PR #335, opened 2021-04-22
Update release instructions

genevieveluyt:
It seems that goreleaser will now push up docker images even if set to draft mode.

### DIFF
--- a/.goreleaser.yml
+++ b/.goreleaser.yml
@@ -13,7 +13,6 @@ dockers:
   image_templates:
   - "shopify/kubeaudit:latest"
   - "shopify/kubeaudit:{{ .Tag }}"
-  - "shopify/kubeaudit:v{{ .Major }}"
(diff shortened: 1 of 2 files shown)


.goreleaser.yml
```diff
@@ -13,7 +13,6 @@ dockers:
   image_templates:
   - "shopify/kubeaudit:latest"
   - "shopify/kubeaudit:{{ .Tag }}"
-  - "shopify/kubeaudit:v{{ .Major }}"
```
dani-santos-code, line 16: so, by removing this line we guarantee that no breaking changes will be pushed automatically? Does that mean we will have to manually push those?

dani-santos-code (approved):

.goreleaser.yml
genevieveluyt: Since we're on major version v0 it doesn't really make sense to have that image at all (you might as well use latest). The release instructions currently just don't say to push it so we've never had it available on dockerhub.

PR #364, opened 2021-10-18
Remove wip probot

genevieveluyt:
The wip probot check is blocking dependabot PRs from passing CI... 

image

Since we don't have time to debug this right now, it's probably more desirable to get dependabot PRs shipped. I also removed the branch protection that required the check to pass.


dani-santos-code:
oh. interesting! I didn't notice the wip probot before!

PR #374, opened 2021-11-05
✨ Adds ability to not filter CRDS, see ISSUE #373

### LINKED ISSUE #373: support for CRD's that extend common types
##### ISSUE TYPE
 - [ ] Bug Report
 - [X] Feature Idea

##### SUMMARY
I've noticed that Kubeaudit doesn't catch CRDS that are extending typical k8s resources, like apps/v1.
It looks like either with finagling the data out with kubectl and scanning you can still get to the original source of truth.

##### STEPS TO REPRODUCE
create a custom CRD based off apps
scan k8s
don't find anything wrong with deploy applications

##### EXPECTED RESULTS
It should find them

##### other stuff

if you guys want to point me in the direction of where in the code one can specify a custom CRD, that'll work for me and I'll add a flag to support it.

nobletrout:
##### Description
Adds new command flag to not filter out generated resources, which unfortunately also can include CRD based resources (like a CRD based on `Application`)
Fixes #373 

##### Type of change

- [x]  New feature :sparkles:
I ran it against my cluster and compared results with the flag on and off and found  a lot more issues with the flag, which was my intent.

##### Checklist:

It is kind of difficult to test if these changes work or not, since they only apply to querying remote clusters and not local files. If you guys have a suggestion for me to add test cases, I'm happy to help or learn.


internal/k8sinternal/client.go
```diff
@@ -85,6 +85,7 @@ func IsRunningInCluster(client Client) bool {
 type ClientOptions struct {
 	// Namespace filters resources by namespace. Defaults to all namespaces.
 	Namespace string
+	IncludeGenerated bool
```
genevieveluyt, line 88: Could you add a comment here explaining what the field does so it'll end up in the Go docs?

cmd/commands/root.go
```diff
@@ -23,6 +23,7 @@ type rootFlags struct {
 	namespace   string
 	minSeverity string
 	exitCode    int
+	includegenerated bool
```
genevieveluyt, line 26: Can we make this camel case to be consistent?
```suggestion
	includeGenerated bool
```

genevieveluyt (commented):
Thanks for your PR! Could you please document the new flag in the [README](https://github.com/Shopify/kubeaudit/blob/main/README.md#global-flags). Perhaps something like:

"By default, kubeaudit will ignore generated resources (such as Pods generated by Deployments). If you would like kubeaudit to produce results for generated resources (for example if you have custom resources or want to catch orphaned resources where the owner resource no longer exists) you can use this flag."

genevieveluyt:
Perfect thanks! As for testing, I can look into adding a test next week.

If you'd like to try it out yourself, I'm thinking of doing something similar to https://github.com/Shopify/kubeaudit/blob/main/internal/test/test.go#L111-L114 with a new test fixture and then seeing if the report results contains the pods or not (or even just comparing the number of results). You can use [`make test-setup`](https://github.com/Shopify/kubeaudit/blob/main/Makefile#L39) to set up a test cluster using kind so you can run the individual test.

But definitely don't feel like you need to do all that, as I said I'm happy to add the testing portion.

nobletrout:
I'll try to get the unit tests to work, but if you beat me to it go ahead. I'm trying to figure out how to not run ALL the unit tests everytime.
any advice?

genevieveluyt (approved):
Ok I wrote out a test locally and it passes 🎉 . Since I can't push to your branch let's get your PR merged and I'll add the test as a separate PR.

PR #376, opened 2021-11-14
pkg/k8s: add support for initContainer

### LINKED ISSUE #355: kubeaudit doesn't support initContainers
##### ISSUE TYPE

═══

REQUIRED ACTION: Read the listing line by line, and copy each line in which the word "with" is found.

RESULT OF THE EXERCISE:
It looks like either with finagling the data out with kubectl and scanning you can still get to the original source of truth.
don't find anything wrong with deploy applications
I ran it against my cluster and compared results with the flag on and off and found  a lot more issues with the flag, which was my intent.
If you'd like to try it out yourself, I'm thinking of doing something similar to https://github.com/Shopify/kubeaudit/blob/main/internal/test/test.go#L111-L114 with a new test fixture and then seeing if the report results contains the pods or not (or even just comparing the number of results). You can use [`make test-setup`](https://github.com/Shopify/kubeaudit/blob/main/Makefile#L39) to set up a test cluster using kind so you can run the individual test.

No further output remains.